Unit-level combat models provide computational efficiency, with the result that they can simulate large scenarios in terms of geographic scope and size of military forces involved and are often able to execute much faster than real-time. However, existing unit-level combat models (such as Lanchester equations) don't exploit the detailed performance data and high-fidelity models that are available at the entity level. In entity-level combat models combat phenomenology, such as moving, sensing, and shooting, is represented at entity level, which is both more intuitively acceptable to users and more directly supportable by available test and operational data on entity performance than the abstract equations of a unit-level model. However, current pure entity-level combat models tend to produce unrealistically high attrition.

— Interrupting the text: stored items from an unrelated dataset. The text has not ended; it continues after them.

PR #5497, opened 2018-08-14
[#5260] Implement web3 provider Opt-in access

### LINKED ISSUE #5260: Implement web3 provider Opt-in access
### User Story

As a user, I want to make sure my privacy is not at risk when using a DApp.
As a developer, I want to follow community standards.

### Description

*Type*: Feature

Implement web3 provider Opt-in access as defined by [EIP1102](https://eips.ethereum.org/EIPS/eip-1102). This pattern follows the pattern used in our recently merged status web DApp API support.

UX will be augmented so that a user can decide if web3 access should be granted to the DApp (cc @denis-sharypin)

As a first step old behavior will be kept for backwards compatibility: all currently working DApps should still work fine.
Status user can enable privacy aware web3 access in it's profile (cc @denis-sharypin). Once enabled `web3` object won't be injected by default (and old style DApps will be broken).

As this change forces DApps devs to update their DApps we want to have clear documentation detailing steps required to move to this pattern.

### UX considerations

DApps will probably mostly request access at startup. Some access during the lifecycle of a DApp might be expected too.
Permissions are granted on a per DApp level and persistent (i.e. once granted it won't be re-asked). No global permission handling are considered at this stage.
A panel accessible from user profile allows to quickly browse and modify permissions granted per DApp.

flexsurfer:
fixes #5260

we'll remove web3 object after 2 November, in current PR we just introduce transition phase for  [EIP1102](https://eips.ethereum.org/EIPS/eip-1102) 

aug-14-2018 15-15-05


src/status_im/ui/screens/browser/events.cljs
```diff
@@ -23,22 +22,11 @@
 (re-frame/reg-fx
  :send-to-bridge-fx
  (fn [[permissions-allowed webview]]
+   (println :send-to-bridge-fx permissions-allowed (keys permissions-allowed))
```
jeluard: Leftover?

src/status_im/ui/screens/browser/permissions/views.cljs
```diff
@@ -0,0 +1,82 @@
...
+         [react/view {:margin-left 3 :margin-right 3}
+          [react/view styles/dot]]
+         [react/view {:margin-right 3}
+          [react/view styles/dot]]
+         [react/view styles/permissions-panel-ok-icon-container
+          [icons/icon :icons/ok styles/permissions-panel-ok-ico]]
+         [react/view {:margin-left 3 :margin-right 3}
+          [react/view styles/dot]]
+         [react/view {:margin-right 3}
+          [react/view styles/dot]]
```
jeluard, line 49: Maybe some function could be added here for more visibility.
And move styles in `styles/` ns?

src/status_im/ui/screens/browser/permissions/views.cljs
```diff
@@ -0,0 +1,82 @@
...
+                                                                   (:permissions-data params)])
+                                    :label    (i18n/label :t/allow)}]]
+        ;; TODO (andrey) will be in next PR
+        #_[react/view {:flex-direction :row :margin-top 19}
+           [icons/icon :icons/settings {:color colors/blue}]
+           [react/text {:style styles/permissions-panel-permissions-label}
+            (i18n/label :t/manage-permissions)]]]])))
+
+(defn permissions-anim-panel [browser show-permission]
+  (let [timeout (atom nil)
```
jeluard: Can you add a comment to the function?
Also it might be something we want to abstract at some point.

src/status_im/ui/screens/browser/views.cljs
```diff
@@ -74,31 +90,38 @@
   (let [domain-name (nth (re-find #"^\w+://(www\.)?([^/:]+)" url) 2)]
     (get (:inject-js browser-config) domain-name)))
 
+(defn navigation [webview browser can-go-back? can-go-forward?]
+  [react/view styles/toolbar
+   [react/touchable-highlight {:on-press            #(re-frame/dispatch [:browser-nav-back browser])
+                               :disabled            (not can-go-back?)
+                               :style               (when-not can-go-back? styles/disabled-button)
+                               :accessibility-label :previou-page-button}
```
jeluard, line 98: Typo: `previous`

src/status_im/ui/screens/browser/permissions/views.cljs
flexsurfer: tbh i agree here with desktop team , i don't see any reason to move all maps to styles, we can keep "small" ones and move only "big" maps, tbh it takes a lot of time to generate style names and move them to styles ns

src/status_im/ui/screens/browser/events.cljs
flexsurfer: thanks

src/status_im/ui/screens/browser/views.cljs
flexsurfer: thanks

src/status_im/ui/screens/browser/permissions/views.cljs
flexsurfer: yes sure

src/status_im/ui/screens/browser/permissions/views.cljs
jeluard: Downside is that it prevents reuse. With proper components it shouldn't be a pb. We have way too much similar styles everywhere.

But why not? Should we discuss that with others?

yenda:
Correct me if I'm wrong but the web3 object is already initialized in web3-init.js so this is more of a transition phase where you can ask for the ETHEREUM-PROVIDER even though you don't need to ?

flexsurfer:
@yenda yes, right,  we'll remove web3 object after 2 November, in current PR we just provide an ability to request it, transition phase yes

src/status_im/ui/screens/browser/permissions/views.cljs
flexsurfer: let's discuss for sure , but i believe @vkjr discussed couple of times, and tbh in 99% styles used only once

src/status_im/ui/screens/browser/views.cljs
flexsurfer: btw this is not my change, we have this long time @antdanchenko ?

goranjovic (approved):

src/status_im/ui/screens/browser/views.cljs
antdanchenko: well, we are using the same typo https://github.com/status-im/status-react/blob/746d580e3406cceb0707ddb30652203789801607/test/appium/views/web_views/base_web_view.py#L31 

please, change it in both places if you are going to change it in this PR
otherwise I can change it in one of my PRs

asemiankevich:
i have tested this with Test Dapp both options:
- request public key
- request web3 access

i also have checked that access to profile is requested when accessing ENS Usernames dapp (ropsten)

image

I can't check on mainnet as there are no suitable dapps .

I checked as a regression that i can send txn to dapp (fails now for known bug). Waiting for e2e results.

yenda (approved):

asemiankevich (approved):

Under DARPA sponsorship, we have developed an alternative unit-level combat resolution algorithm. Within it the effects of moving, sensing, and shooting on unit-level combat outcome are based on entity-level performance information, directly supportable by test and operational data. Despite entity-level basis, the algorithm is sufficiently abstract to allow responsive execution in the context of a unit-level simulation. Entity-level performance is represented by a set of probability functions that eliminate as much entity level detail as possible while retaining the important effects of entity-level performance on combat outcome. These probability functions, all of which are based on entity-level data and models, include intervisibility, detection, kill, and location. The functions operate within equations that consider potential interactions between entity types and likely locations of entities of different types.
This paper will explain the combat resolution algorithm, its basic equations, the probability functions, and how the latter are based on entity-level data. It will also report work to test the new algorithm by comparing its results with the outcome of a historical battle.